**What the task requires**
All lines of the listing that contain "system" should be shown in full.

- - - - - - -

PR #273, opened 2026-09-06
Bedrock: Converse / ConverseStream API with InvokeModel fallback (#272)

dougcain:
## Summary

Closes #272. **Stacked on #271** — this branch contains all of #271's commits, so the diff shows both until #271 merges. Merge #271 first. Converse work is `c2d8de4`; later commits are code-review follow-ups (`6960fe2`, `acc3edf`), the #271 back-merge (`542ee31`), and the runtime bump (`5498b46`, `97d7d78`).

`BedrockService` now speaks Bedrock's model-agnostic **Converse / ConverseStream** API by default, with **InvokeModel / InvokeModelWithResponseStream** as a selectable and automatically-applied fallback.

### API selection
- `providerOptions.bedrockApi`: `converse` (default) | `invoke`. Module setting `bedrockApi`, env `BOXLANG_MODULES_BXAI_BEDROCK_API`; precedence per-request > env > application scope > module.
- Automatic fallback to InvokeModel when: model id is on `NO_CONVERSE_MODEL_PATTERNS` (text-completion-only models: `cohere.command-text-*`, `command-light-text-*`, `ai21.j2-*`), `providerOptions.rawBody` is set, or Converse returns a `ValidationException` naming the model/operation as unsupported. Retried once, logged once per model id.
- Fallback is refused when it would be unsafe: after the tool loop has started (messages already carry Converse blocks), after a stream has delivered any chunk to the caller, or for feature-level 400s (`toolChoice`, `toolResult`, images, documents…) where AWS's message is surfaced verbatim instead. Throughput / inference-profile / authorization / throttling messages never trigger fallback.
- The fallback decision is held in a per-request `AiChatRequest.runtimeOptions` slot, never written back into caller-owned `providerOptions`.

### Request (`transformRequestForConverse`)
Content blocks `text` / `image` / `document` / `video` / `toolUse` / `toolResult` / `reasoningContent` (signature preserved) / `cachePoint`; `system[]`; `inferenceConfig`; `toolConfig` + `toolChoice` (`auto`/`any`/`tool`); unknown params (`thinking`, `top_k`, `reasoning_effort`, …) → `additionalModelRequestFields`; `guardrailConfig` / `performanceConfig` as first-class fields (headers kept for the invoke path); `streamProcessingMode` only on `converse-stream`. Consecutive same-role turns are merged (Converse requires alternation); the transform is idempotent on already-Converse-shaped messages so follow-up tool turns pass through.

### Response / stream
[...]

Issue #272, opened 2026-09-06
Bedrock: adopt Converse / ConverseStream API with InvokeModel fallback


dougcain:
## Summary

Move `BedrockService` onto Bedrock's model-agnostic **Converse** / **ConverseStream** runtime API, keeping **InvokeModel** / **InvokeModelWithResponseStream** as a fallback for models or features Converse cannot express.

## Why

`BedrockService` currently hand-builds each vendor's native body (Anthropic Messages for Claude, chat-completions for gpt-oss, `message`/`chat_history` for Cohere, `inputText` for Titan, `prompt` for Llama/Mistral) and parses each vendor's native response and stream. That is six per-family switch arms × {request, response, stream}, and every family gap found so far (#227, #233, #248, #249) has been one of those arms disagreeing with the others. After #271 the tool loop is family-factored, but the transforms are not.

Converse gives one request/response/stream schema for every model: `messages[]` with typed content blocks (`text`, `image`, `document`, `toolUse`, `toolResult`, `reasoningContent`), `system[]`, `inferenceConfig`, `toolConfig` (`tools` + `toolChoice`), `guardrailConfig`, `performanceConfig`, `additionalModelRequestFields` for vendor extras (e.g. Claude `thinking`, `top_k`), and a unified `output.message` / `stopReason` / `usage` / `metrics` / `trace` response. ConverseStream emits unified `messageStart` / `contentBlockStart` / `contentBlockDelta` / `contentBlockStop` / `messageStop` / `metadata` events.

## Scope

**API selection**
- `providerOptions.bedrockApi`: `converse` (default) | `invoke`. Module setting + `BOXLANG_MODULES_BXAI_BEDROCK_API` env var follow the usual priority (env > application > module).
- Automatic fallback to InvokeModel when: the model is on a known no-Converse list, Converse returns a `ValidationException` indicating the model/operation is unsupported, or the request carries an invoke-only escape hatch (`providerOptions.rawBody`). Log the fallback once per model id at `info` on the `ai` log.

**Request transform (`transformRequestForConverse`)**
- messages → Converse content blocks incl. multimodal (`image`, `document` with bytes/base64), assistant `toolUse`, user `toolResult` (status success/error), `reasoningContent` round-trip for Claude thinking.
- system → `system[]` text blocks; `cache_control` → `cachePoint` blocks.
- `inferenceConfig` ← `max_tokens`/`temperature`/`top_p`/`stop`/`stop_sequences`.
[...]

PR #274, opened 2026-09-07
build: pin BoxLang 1.17.0, require >= 1.14.0

dougcain:
## Summary
Build-only. Pins the test runtime to BoxLang **1.17.0** (`gradle.properties`, was 1.13.0) and raises `box.json` `minimumVersion` from 1.8.0 to **1.14.0**.

**Why:** BoxLang ≤ 1.13 resolves an unqualified identifier inside a `catch` body against the class `variables` scope *before* function locals and `arguments` (instance vars, properties and method names all shadow). Fixed upstream in 1.14.0; verified with a 7-case repro on 1.13.0 (broken) and 1.14.0 / 1.17.0 / 1.17.3 (clean). 1.17.0 is the newest 1.17.x with both a `-snapshot` and a release jar published, which the build's branch-based suffix logic needs.

**Only compile break:** `ModuleRecord.moduleConfig` is now a `BoxModuleConfig` wrapper, so `BaseIntegrationTest` reaches the class runnable via `getBxClass()`.

## Tests
Smoke on 1.17.0-snapshot: BedrockServiceTest 70, SuspendResume 22, coreMiddleware 17, FlightRecorder 14 all pass; ClaudeTest's 7 live-key cases fail as on `development`.

## Relation to other PRs
Independent. Part of the split of #271 / #273 requested by @lmajano; the sibling PRs (#170, #198, #248, #272) each stand alone against `development` and were tested on both 1.13 and 1.17.

### DIFF
--- a/box.json
+++ b/box.json
@@ -17,7 +17,7 @@
 		"boxlang"
 	],
 	"boxlang": {
-		"minimumVersion": "1.8.0",
+		"minimumVersion": "1.14.0",
 		"moduleName": "bxai"
 	},
 	"private": false,
--- a/changelog.md
+++ b/changelog.md
@@ -9,6 +9,10 @@ and this project adheres to [Semantic Versioning](https://semver.org/spec/v2.0.0
 
 ## [Unreleased]
 
+### ⚠️ Migration
+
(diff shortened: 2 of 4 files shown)


lmajano:
@copilot resolve the merge conflicts in this pull request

- - - - - - -

**Your solution**
Content blocks `text` / `image` / `document` / `video` / `toolUse` / `toolResult` / `reasoningContent` (signature preserved) / `cachePoint`; `system[]`; `inferenceConfig`; `toolConfig` + `toolChoice` (`auto`/`any`/`tool`); unknown params (`thinking`, `top_k`, `reasoning_effort`, …) → `additionalModelRequestFields`; `guardrailConfig` / `performanceConfig` as first-class fields (headers kept for the invoke path); `streamProcessingMode` only on `converse-stream`. Consecutive same-role turns are merged (Converse requires alternation); the transform is idempotent on already-Converse-shaped messages so follow-up tool turns pass through.
Converse gives one request/response/stream schema for every model: `messages[]` with typed content blocks (`text`, `image`, `document`, `toolUse`, `toolResult`, `reasoningContent`), `system[]`, `inferenceConfig`, `toolConfig` (`tools` + `toolChoice`), `guardrailConfig`, `performanceConfig`, `additionalModelRequestFields` for vendor extras (e.g. Claude `thinking`, `top_k`), and a unified `output.message` / `stopReason` / `usage` / `metrics` / `trace` response. ConverseStream emits unified `messageStart` / `contentBlockStart` / `contentBlockDelta` / `contentBlockStop` / `messageStop` / `metadata` events.
- system → `system[]` text blocks; `cache_control` → `cachePoint` blocks.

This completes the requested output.